Try_Write () In the end, you want to reset the source source of the POLL. If the data is all sent, then only listening to the event (Pollin) does not listen to the event, but also listen to the event (Pollout), so that once the connection can be written, you can continue to send the remaining data Go out.
u scan_for_timeouts ():
Task handler, it first adds itself in the unprocessed task queue, so that after a period of time, it can ensure that this function is again called, thus achieving the effect of periodic calls.
It checks if each connection exceeds the specified time without being refreshed, if yes, the connection may be dead, then it closes this connection.
u Pop_unscheduled ():
A unprocessed task is popped from the task list.
Used with Rawserver is a SingLesocket class. This is a auxiliary class. The main purpose is to encapsulate the handle of Socket. Including the sending of data, it is handed over to it. This class is relatively simple, you can go to see yourself, I will not be jealous.

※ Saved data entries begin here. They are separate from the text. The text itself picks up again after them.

PR #1697, opened 2024-04-29
Forbid use of panic inside launcher

RebeccaMahany:
image

### DIFF
--- a/pkg/osquery/table/corefoundation_helpers_darwin.go
+++ b/pkg/osquery/table/corefoundation_helpers_darwin.go
@@ -9,7 +9,6 @@ import (
 	"C"
 )
 import (
-	"fmt"
 	"unsafe"
 )
 
@@ -82,6 +81,6 @@ func goValueFromCFPlistRef(ref C.CFPropertyListRef) interface{} {
 	case C.CFStringGetTypeID():
 		return goString(C.CFStringRef(ref))
 	default:
-		panic(fmt.Sprintf("unknown CF type id %v", typeID))
+		return "Unknown"
 	}
 }
--- a/pkg/service/client_jsonrpc.go
+++ b/pkg/service/client_jsonrpc.go
@@ -24,12 +24,9 @@ import (
 func forceNoChunkedEncoding(ctx context.Context, r *http.Request) context.Context {
 	r.TransferEncoding = []string{"identity"}
 
-	// read the body, set the content legth, and leave a new ReadCloser in Body
+	// read the body, set the content length, and leave a new ReadCloser in Body
 	bodyBuf := &bytes.Buffer{}
-	bodyReadBytes, err := io.Copy(bodyBuf, r.Body)
-	if err != nil {
-		panic(err)
-	}
+	bodyReadBytes, _ := io.Copy(bodyBuf, r.Body)
 	r.Body.Close()
 	r.ContentLength = bodyReadBytes
 	r.Body = io.NopCloser(bodyBuf)
--- a/.golangci.yml
+++ b/.golangci.yml
@@ -39,6 +39,8 @@ linters-settings:
         msg: do not use os.Exit so that launcher can shut down gracefully
       - p: ^logutil\.Fatal.*$
         msg: do not use logutil.Fatal so that launcher can shut down gracefully
+      - p: ^panic.*$
+        msg: do not use panic so that launcher can shut down gracefully
   sloglint:
     kv-only: true
     context-only: true
--- a/.golangci.yml
+++ b/.golangci.yml
@@ -37,6 +37,8 @@ linters-settings:
         msg: use ee/allowedcmd functions instead
       - p: ^os\.Exit.*$
         msg: do not use os.Exit so that launcher can shut down gracefully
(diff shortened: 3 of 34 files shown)


ee/dataflatten/jsonl.go
```diff
@@ -13,11 +14,21 @@ func JsonlFile(file string, opts ...FlattenOpts) ([]Row, error) {
...
+
+	rawdata, err := io.ReadAll(f)
+	if err != nil {
+		return nil, fmt.Errorf("unable to read JSON: %w", err)
+	}
+
+	return flattenJsonl(rawdata, opts...)
+}
+
+func Jsonl(rawdata []byte, opts ...FlattenOpts) ([]Row, error) {
```
RebeccaMahany, line 26: Had to update this to make `Jsonl` signature compliant with `dataflatten.DataFunc` (`func(data []byte, opts ...FlattenOpts) ([]Row, error)`).

ee/dataflatten/jwt.go
```diff
@@ -31,9 +24,20 @@ func flattenJWT(path string, opts ...FlattenOpts) ([]Row, error) {
 		return nil, fmt.Errorf("unable to read JWT: %w", err)
 	}
 
+	return flattenJWT(tokenRaw, opts...)
+}
+
+func JWT(rawdata []byte, opts ...FlattenOpts) ([]Row, error) {
```
RebeccaMahany, line 30: Added this so that `dataflattentable.DataSourceType` `JWTType` was fully implemented with both a file and a data function -- it is unused.

pkg/osquery/table/corefoundation_helpers_darwin.go
```diff
@@ -82,6 +81,6 @@ func goValueFromCFPlistRef(ref C.CFPropertyListRef) interface{} {
 	case C.CFStringGetTypeID():
 		return goString(C.CFStringRef(ref))
 	default:
-		panic(fmt.Sprintf("unknown CF type id %v", typeID))
+		return "Unknown"
```
RebeccaMahany, line 84: This seemed safe enough -- this function and the one that calls it appear to be wholly unused.

pkg/service/client_jsonrpc.go
```diff
@@ -24,12 +24,9 @@ import (
...
 	r.TransferEncoding = []string{"identity"}
 
-	// read the body, set the content legth, and leave a new ReadCloser in Body
+	// read the body, set the content length, and leave a new ReadCloser in Body
 	bodyBuf := &bytes.Buffer{}
-	bodyReadBytes, err := io.Copy(bodyBuf, r.Body)
-	if err != nil {
-		panic(err)
-	}
+	bodyReadBytes, _ := io.Copy(bodyBuf, r.Body)
```
RebeccaMahany, line 29: I don't know if there's anything better we can do here. We don't have access to a logger and it's not trivial to get access.

James-Pickett: I agree ... what else can we do here 🤷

The above is an analysis of the specific implementation of RASSERVER. Maybe readers are still fainted, no way, or must go to see the source code, and then when you encounter problems, come back to see this article, will help . If you don't live to see the source code, you will be on the paper.
Let's take a knot.
Rawserver encapsulates the details of the web server, which implements an event multiplexing, non-blocking network model. It is mainly responsible for establishing a new connection, reading and transmitting data from the network, and handles the specific processing of the read data, handed over to the Handler class, thereby separating the network I / O and data processing, making RawServer Reuse. The Handler class is when calling listen_forever (), passed by the caller, and the TRACKER server is HTTPHANDLER. With Rawserver, Tracker can run as a web server. In the next section, we started analyzing the HTTPHANDLER class and TRACKER classes that implement the TRACKER HTTP protocol.